On the other hand, the Board observed that NS had "presented nothing here to change our prior conclusion that the carrier's representations both before and during the merger process could not help but reasonably lead State and local interests to believe that NS would keep the shops open and to rely on that commitment in determining how they participated in the merger process." Id. at 6. In light of the reliance on NS's representation to keep the HCS open, the Board "supplement[ed] the labor protective conditions ... imposed in Decision No. 89." Id. at 7.
In its final decision, Decision No. 200, issued on October 4, 2001, the Board rejected the request by the Commonwealth and the unions for a stay pending judicial review. CSX Corp. & CSX Transp. Inc., STB Fin. Docket No. 33388, slip op. at 1 (STB Oct. 4, 2001) (hereinafter Decision No. 200). There, the Board observed that in Decision No. 198, "we ... determined that NS did not represent that it would keep the HCS open indefinitely, without regard to business and economic conditions." Id. at 2.

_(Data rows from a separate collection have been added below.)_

PR #408, opened 2026-08-21
Add raw QEMU/KVM as a third Tier 2 server

sibson:
## Summary

Adds a third Tier 2 OS-hosted server alongside UltraVNC (Windows) and Screen Sharing (macOS): a raw `qemu-system-x86_64` VNC server started directly on a Linux runner, no container, no guest OS. `specs/server-compatibility-plan.md` records why it's raw rather than Tier 1's Docker-based `qemu` service (a real-world console shape, and hosted `ubuntu-latest` has had `/dev/kvm` since 2023).

- `tests/servers/qemu-kvm/{setup.sh,collect-diagnostics.sh,README.md}` — no `-drive`/`-kernel`, so the firmware's own "no bootable device" framebuffer is what's served; `setup.sh` opens up `/dev/kvm` permissions on hosted runners and fails loudly rather than silently falling back to TCG.
- `tests/functional/vncservers.py` — registers `QEMU_KVM` under `OS_SERVERS_BY_PLATFORM["linux"]`, picked up by the existing `test_os_servers.py` machinery.

## Test plan

- [x] `flake8` clean
- [x] Local proof under TCG (this dev machine has no `/dev/kvm`): `setup.sh`, then the shared connect/keypress/mousemove/capture suite run directly against `QEMU_KVM`, then `collect-diagnostics.sh` — all clean. Captured a real 720x400 firmware text screen, not black.
- [ ] Not yet proven: the actual KVM-accelerated path, and CI wiring into `os-servers.yml`. Deliberately left out of this PR pending a manual `workflow_dispatch` proof run on `ubuntu-latest` — follow-up.

### DIFF
--- a/.github/actions/os-server/action.yml
+++ b/.github/actions/os-server/action.yml
@@ -1,11 +1,12 @@
 name: Set up an OS-hosted VNC server
 description: >
   Turn the runner into a live VNC server for tests/functional/test_server_compat_native.py:
-  UltraVNC as a Windows service, or Apple Screen Sharing on macOS.
+  UltraVNC as a Windows service, Apple Screen Sharing on macOS, or a raw
+  QEMU on Linux.
 
 inputs:
   os:
-    description: macos or windows.
+    description: macos, windows, or linux.
     required: true
   port:
     description: Port the server serves on.
@@ -47,3 +48,11 @@ runs:
         PORT: ${{ inputs.port }}
         WAIT_SECONDS: ${{ inputs.wait-seconds }}
       run: pwsh -File "$env:GITHUB_ACTION_PATH/windows.ps1"
+
+    - name: Start raw QEMU
+      if: inputs.os == 'linux'
+      shell: bash
+      env:
+        VNCDOTOOL_OS_SERVER_PORT: ${{ inputs.port }}
+        VNCDOTOOL_OS_SERVER_WAIT: ${{ inputs.wait-seconds }}
+      run: bash tests/servers/qemu-kvm/setup.sh
--- a/.github/workflows/os-servers.yml
+++ b/.github/workflows/os-servers.yml
@@ -1,14 +1,14 @@
 name: OS-hosted VNC servers
 
 # Live, OS-bound VNC servers (UltraVNC on Windows, Apple Screen Sharing on
-# macOS) that only exist on GitHub-hosted windows-latest / macos-latest VMs --
-# see specs/server-compatibility-plan.md, Tier 2. These are the only place
-# UltraVNC and Screen Sharing compatibility can be exercised live, so this
-# job runs on real changes rather than never, but it is deliberately
-# change-triggered (path-filtered, no schedule).
+# macOS, raw QEMU/KVM on Linux) -- see specs/server-compatibility-plan.md,
+# Tier 2. These are the only place UltraVNC and Screen Sharing compatibility
+# can be exercised live, so this job runs on real changes rather than never,
+# but it is deliberately change-triggered (path-filtered, no schedule).
 #
 # What each server needs, and what it does and doesn't prove, is documented
-# in tests/servers/ultravnc/README.md and tests/servers/screen-sharing/README.md.
+# in tests/servers/ultravnc/README.md, tests/servers/screen-sharing/README.md,
+# and tests/servers/qemu-kvm/README.md.
 
 on:
   push:
@@ -19,6 +19,7 @@ on:
       - 'tests/functional/**'
       - 'tests/servers/ultravnc/**'
       - 'tests/servers/screen-sharing/**'
+      - 'tests/servers/qemu-kvm/**'
       - '.github/workflows/os-servers.yml'
       - '.github/actions/os-server/**'
   pull_request:
@@ -27,6 +28,7 @@ on:
       - 'tests/functional/**'
       - 'tests/servers/ultravnc/**'
       - 'tests/servers/screen-sharing/**'
+      - 'tests/servers/qemu-kvm/**'
       - '.github/workflows/os-servers.yml'
       - '.github/actions/os-server/**'
   workflow_dispatch:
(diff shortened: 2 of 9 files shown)


tests/functional/vncservers.py
```diff
@@ -133,14 +133,36 @@ class VNCServer(NamedTuple):
     how_to_start="the OS server setup runs in CI only, see tests/servers/screen-sharing/README.md",
 )
 
+QEMU_KVM = VNCServer(
+    name="qemu-kvm",
+    port=OS_SERVER_PORT,
```
sibson: should we hav a default port?

tests/functional/vncservers.py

The petitioners filed this petition for review. They sought, and we granted, a stay. At NS's request, we expedited the proceeding.
This court has jurisdiction to review the Board's decisions pursuant to 28 U.S.C. § 2342(5) (2001). The petition for review was timely filed.
Petitioners raise two issues in this case. They contend (1) that the Board's decision under review was arbitrary and capricious, and (2) that the Board's decision was unreasonable and standardless and/or constituted an abuse of its discretion. The standard of review is established by the Administrative Procedure Act (APA), 5 U.S.C. § 706(2)(A) (2001), which provides that the reviewing court shall "hold unlawful and set aside agency action, findings, and conclusions found to be 2(A) arbitrary, capricious, an abuse of discretion, or otherwise not in accordance with law."
Petitioners do not, nor could they reasonably, argue that the Board's decision not to enjoin NS from closing the HCS is not in accordance with law. Congress committed to the Board the exclusive authority to approve and authorize consolidations or mergers of rail carriers, and this authority encompasses supervision of those mergers. 49 U.S.C. § 11321.
There is no contention that the Board failed to follow the required procedures. Instead, petitioners argue that the Board's decision was arbitrary and capricious. They list six reasons why it should be so characterized. They are that the decision fails to show a rational connection between the facts found and the choice made, the Board relied on irrelevant factors, it failed to articulate a standard governing when railroad merger applicants will be held to their promises, it failed to explain why the adverse events cited were not foreseeable, it failed to treat its decision as to the HCS as a departure from its earlier policy holding NS and other merging railroads to all of their promises and representations, and it failed to consider relevant and important factors.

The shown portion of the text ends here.